### INSTRUCTIONS TO FOLLOW
Would you quote the material below from its first line through the line containing "changed to ignore", exactly and with both ends included?

### SOURCE RECORDS
PR #2574, opened 2026-06-01
refactor: setup agent-type-registry skeleton [NR-484348]

sigilioso:
> [!WARNING]
> On top of #2572 

## Summary

This PR reshapes the agent type registry from a single `EmbeddedRegistry` into a layered structure that leaves room for an upcoming Remote Registry. 

The new top-level Registry is a thin facade that today delegates to a single LocalRegistry, which is split into two focused submodules: embedded (compile-time definitions) and custom (on-disk definitions). No runtime behavior changes: custom still overrides embedded, file order is still sorted, and invalid files are still skipped.

## Changes:

- Introduce the new `Registry` and `LocalRegistry` structs.
- Rename `DYNAMIC_AGENT_TYPE_DIR` to `CUSTOM_AGENT_TYPE_DIR`: dynamic will be misleading when remotes are supported. However, the folder name `dynamic-agent-types` was unchanged for backwards compatibility.
- Moved the sanity-checks for Agent Type Definitions from `definition` to `registry/local` (where the embedded repository is actually built).
- `.gitignore` changed to ignore `/local` (in the repo root) instead of any `local/` folder.


agent-control/src/agent_type/registry/local/custom.rs
```diff
@@ -0,0 +1,111 @@
...
+use tracing::{debug, error};
+
+/// Reads and returns the custom (dynamic) agent type definitions found in the given directory.
+///
+/// These are the agent types a user drops in the dynamic agent types directory to override or
+/// extend the embedded ones for PoCs and testing. If there is an error reading the directory or
+/// deserializing one of its files, the error is logged and the offending entry skipped.
+pub(super) fn custom_definitions(path: PathBuf) -> Vec<AgentTypeDefinition> {
+    let Ok(dir_entries) = fs::read_dir(path.clone()).inspect_err(|err| {
+        debug!(
```
vjripoll, line 12: Maybe we can change it to warning to avoid hiding possible errors?

agent-control/src/agent_type/registry/local.rs
```diff
@@ -0,0 +1,250 @@
...
+    pub fn new(custom_agent_types_path: PathBuf) -> Self {
+        let mut registry =
+            Self::try_new(embedded_definitions()).expect("Conflicting agent type definitions");
+
+        // Custom agent types are dynamic, hence they take precedence over the embedded ones.
+        for definition in custom_definitions(custom_agent_types_path) {
+            debug!("Storing custom agent type: {}", definition.agent_type_id);
+            registry
+                .definitions
+                .insert(definition.agent_type_id.clone(), definition);
```
vjripoll: should we use here the insert unique to avoid silent rewrite?

agent-control/src/agent_type/registry/local/custom.rs
sigilioso: Why changing it now? It preserves the previous behavior: a warning could cause noise because the default folder for 'custom Agent Types' will not exist unless it is created/mounted to load custom 'custom Agent Types'.

agent-control/src/agent_type/registry/local.rs
sigilioso: I don't think so overriding the embedded (or even other custom Agent Types) is the expected behavior. I don't see the use case for insert unique here. What would you use insert unique for?

agent-control/src/agent_type/registry/local/custom.rs
vjripoll: Make sense, 👌

agent-control/src/agent_type/registry/local.rs
vjripoll: If there are duplicate IDs, the second one would overwrite the first silently. Was that the intended behavior? I don't remember if we discussed that scenario. If not, then yeah, insert_unique makes sense here.

vjripoll (dismissed):
LGTM! appart of these doubts everything is ok for me :)

agent-control/src/agent_type/registry/local.rs
sigilioso: An example would be overriding the infra-agent using Custom Agent types:

- `newrelic/com.newrelic.infrastructure:0.1.0` exists in the embedded
-  If `newrelic/com.newrelic.infrastructure:0.1.0` is also defined in the 'Custom Agent Types' folder, we need it to take precedence. In order to do that, we overwrite the existing one.

The example in the [tests](https://github.com/newrelic/newrelic-agent-control/pull/2574/changes#diff-0050ac6f73b7b1d8c63cfa7a6769396b0809160d45dfda2fb6209f0c6a73956fR177) goes one step further and also consider two Agent Types with the same id in the 'Custom Agent Types' folder, in that case the precedence is dictated by: `'Custom (sorted by file)' > Embedded`.

sigilioso:
I'll switch the base to #2572 in order to make the conflict resolution easier

alvarocabanas (dismissed):
LGTM

agent-control/src/agent_type/registry.rs
```diff
@@ -26,10 +30,46 @@ pub trait AgentTypeRegistry {
...
+/// Holds the information to initialize a [Registry].
+pub struct RegistryConfig {
+    pub custom_agent_types_path: PathBuf,
+}
+
+/// The agent type registry used across Agent Control.
+///
+/// It resolves agent type definitions delegating to the internal implementations.
+#[derive(Debug)]
+pub struct Registry {
```
gsanchezgavier, line 44: nit: should't be AgentTypeRegistry ?

agent-control/src/agent_control/defaults.rs
```diff
@@ -88,7 +88,7 @@ pub const STORE_KEY_LOCAL_DATA_CONFIG: &StoreKey = "local_config";
 /// - **k8s**: Used as the data key within the OpAMP/fleet ConfigMap.
 pub const STORE_KEY_OPAMP_DATA_CONFIG: &StoreKey = "remote_config";
 pub const STORE_KEY_INSTANCE_ID: &StoreKey = "instance_id";
-pub const DYNAMIC_AGENT_TYPE_DIR: &str = "dynamic-agent-types";
+pub const CUSTOM_AGENT_TYPES_DIR: &str = "dynamic-agent-types"; // Used `dynamic-` instead of `custom-` for backwards compatibility
```
gsanchezgavier: i'm probably forgetting something but why are we changing this . perhaps it introduce more confusion if we keep an extrnal name and call it differently inside ?

gsanchezgavier (commented):
just have two minor questions but it looks good thanks!

agent-control/src/agent_control/defaults.rs
sigilioso: I can roll it back with no issue, I was concerned about the "dynamic" term. After all remote will also be dynamically loaded.

agent-control/src/agent_type/registry.rs
sigilioso: I thought of it as `agent_type::Registry` and I used the `AgentTypeRegistry` name for the trait, but I can try to look for better names.

gsanchezgavier: oh the trait... yes makes sense then , i though you were thinking in Go again 😆

agent-control/src/agent_control/defaults.rs
gsanchezgavier: I think we have some options here:
**backward
- a)current change
**break
- pick a new name and clean up
  - b)use custom
  - c)perhaps just use something generic like `agent_types`
- Other options for sure

Since we are already introducing a breaking change for this dev/testing feature (custom agent types) I would go with b/c and clean the house

sigilioso: After discussing it _offline_ we agreed keeping the current name `dynamic-agent-types` and also keep `DYNAMIC_` as constant / variables name. I've updated it here: [03e5336](https://github.com/newrelic/newrelic-agent-control/pull/2574/commits/03e53363311cfddd8b2daf829e812ef116c5fc46)

gsanchezgavier (approved):
thanks!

### ANSWER SPACE
PR #2574, opened 2026-06-01
refactor: setup agent-type-registry skeleton [NR-484348]

sigilioso:
> [!WARNING]
> On top of #2572 

## Summary

This PR reshapes the agent type registry from a single `EmbeddedRegistry` into a layered structure that leaves room for an upcoming Remote Registry. 

The new top-level Registry is a thin facade that today delegates to a single LocalRegistry, which is split into two focused submodules: embedded (compile-time definitions) and custom (on-disk definitions). No runtime behavior changes: custom still overrides embedded, file order is still sorted, and invalid files are still skipped.

## Changes:

- Introduce the new `Registry` and `LocalRegistry` structs.
- Rename `DYNAMIC_AGENT_TYPE_DIR` to `CUSTOM_AGENT_TYPE_DIR`: dynamic will be misleading when remotes are supported. However, the folder name `dynamic-agent-types` was unchanged for backwards compatibility.
- Moved the sanity-checks for Agent Type Definitions from `definition` to `registry/local` (where the embedded repository is actually built).
- `.gitignore` changed to ignore `/local` (in the repo root) instead of any `local/` folder.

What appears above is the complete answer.